Issue #366, opened 2018-07-06
core-metadata doesn't handle properly the not found error


jduranf:
In core-metadata, MongoDB  uses `mgo.ErrNotFound` for not found error, while MemoryDB uses `db.ErrNotFound`. The best option should be to use `db.ErrNotFound`

PR #367, opened 2018-07-06
Fixed issue while handling not found error in core-metadata

jduranf:
Related to #366 


core/db/mongo/metadata.go
```diff
@@ -99,7 +100,9 @@ func (m *MongoClient) GetScheduleEvent(se *models.ScheduleEvent, q bson.M) error
 	var mse mongoScheduleEvent
 
 	err := col.Find(q).One(&mse)
-	if err != nil {
+	if err == mgo.ErrNotFound {
```
tsconn23: Question -- Why do some of these have an "else if" null check but others don't?

Could this be streamlined by creating a core/db/mongo/utils.go containing the following function?

```
func errorMap(e error) error {
    if e == mgo.ErrNotFound {
        e = db.ErrNotFound
    }
   return e
}
```

The caller would then be:
```
err := col.Find(q).One(&mse)
if err != nil {
    return errorMap(err)
}
```

feclare:
@jduranf I'm working on fixing this on #357. But I will not be able to work on it for a while, I will sent you my work in progress and you can merge them as you want.

jduranf:
@feclare sorry, I didn't remember you were already working in this issue. Anyway, this PR should fix the issue without the mongo side effects.
@tsconn23 added errorMap() as you suggested

Issue #368, opened 2018-07-06
Refactoring to strictly delineate internal code vs. externally usable code.


tsconn23:
**The Problem**
Currently the EdgeX GoLang implementation has no separation between its internal domain model and the models used to pass data out of the system. They are one and the same. Likewise, there is no visibility as to which service client is used by an external application versus solely used internal to the EdgeX platform. This means we are at risk of making changes to either our data models or our service client code that break any applications which have imported those items. We have no way to insulate our consumers from changes we make to the application based on an internal need, nor do we have the ability to hide internal/private details of our data model since our data model is also part of our client contract.

**The Recommendation**
In order to facilitate the separation of internal/external domain models and logic, we realized that we would need to restructure the application packages. At a high level, the changes we decided to make are as follows:

/edgex-go/core
•	will be re-purposed to contain those models and libraries which are usable by external applications
•	will include the following:
    o	clients package – service clients usable by external applications 
    o	models package – data models usable by external applications
             	NOTE: These will be identical to the current property bags found today in /edgex-go/core/domain/models

/edgex-go/internal
•	This package will be extended to include all code that we do not want external applications explicitly relying on as recommended by the [golang-standards](https://github.com/golang-standards/project-layout) project layout
•	That means the following packages will be moved into here in some fashion
    o	/edgex-go/core/command
    o	/edgex-go/core/core-data
    o	/edgex-go/core/core-metadata
    o	/edgex-go/export
    o	/edgex-go/support
        	Consul-client, domain, logging
        	Service client packages will most likely go to core above
•	Domain models included herein may start off as identical to those found today in /edgex-go/core/domain/models but have the flexibility to change and move around over time according to the internal needs of the platform.
                         
We are looking at making this change early in the Delhi development cycle, so please provide feedback in a timely fashion if you have it. Also please note that any external applications which are directly linking to the current package structure within the master branch of EdgeX will break when we do this. That is unavoidable. We are doing this now so that the pill isn’t too bitter to swallow later.

jduranf:
Maybe will be also fine to change all `Id bson.ObjectId` in domain/models to `ID string`. The change from Id to ID is a linter recommendation. The change from `bson.ObjectId` to `string` will make the code less dependent from MongoDB, and also will simplify the code (there are lots of conversions from `ObjectId` to `string` and viceversa).

tsconn23:
[...]

PR #369, opened 2018-07-07
Refactoring toward external/internal packages -- Part A

tsconn23:
#368 

This PR is mainly focused on reorganizing the code.  It does NOT yet address the separation of the domain model into internal/external. I think this is enough in one shot. Please see the comment I just left on the issue above for information about where this is heading.

- Moved the service directories out of edgex-go/core and moved them to edgex-go/internal/core.
- Moved edgex-go/core/db to edgex-go/internal/pkg/db
- Updated any import statements where necessary
- Validated all changes via "make test" and local blackbox testing
- No functional changes have been made at all. This is a re-organization only.


tsconn23:
@JPWKU Docs-verify is failing because of the error below. The path doesn't exist anymore so we need to adjust the script. Let's discuss on Monday.

```
[edgex-go-docs] $ /bin/sh -xe /tmp/jenkins6799755749349068922.sh
+ cd docs/
+ ./build.sh
cp: cannot stat â€˜../core/data/raml/*.ramlâ€™: No such file or directory
Build step 'Execute shell' marked build as failure
```

JPWKU:
@tsconn23 Looks like we will need to adjust `docs/build.sh`.  The `cp` commands on the raml files are failing.  If we updated those to the new location I think we will be good.

tsconn23:
@JPWKU Updated PR. The location of the RAML files that used to be in /edgex-go/core as of this PR will be edgex-go/external/raml. That means the three in this list:

- edgex-go/core/command/raml/core-command.raml
- edgex-go/core/data/raml/core-data.raml
- edgex-go/core/metadata/raml/core-metadata.raml

Please modify the `docs/build.sh` script

JPWKU:
recheck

━━━━━━━━━━━━━━━━━━━━

Your task:
Tally the lines in the records that contain "separation", then give only the tally.

Exercise answer:
3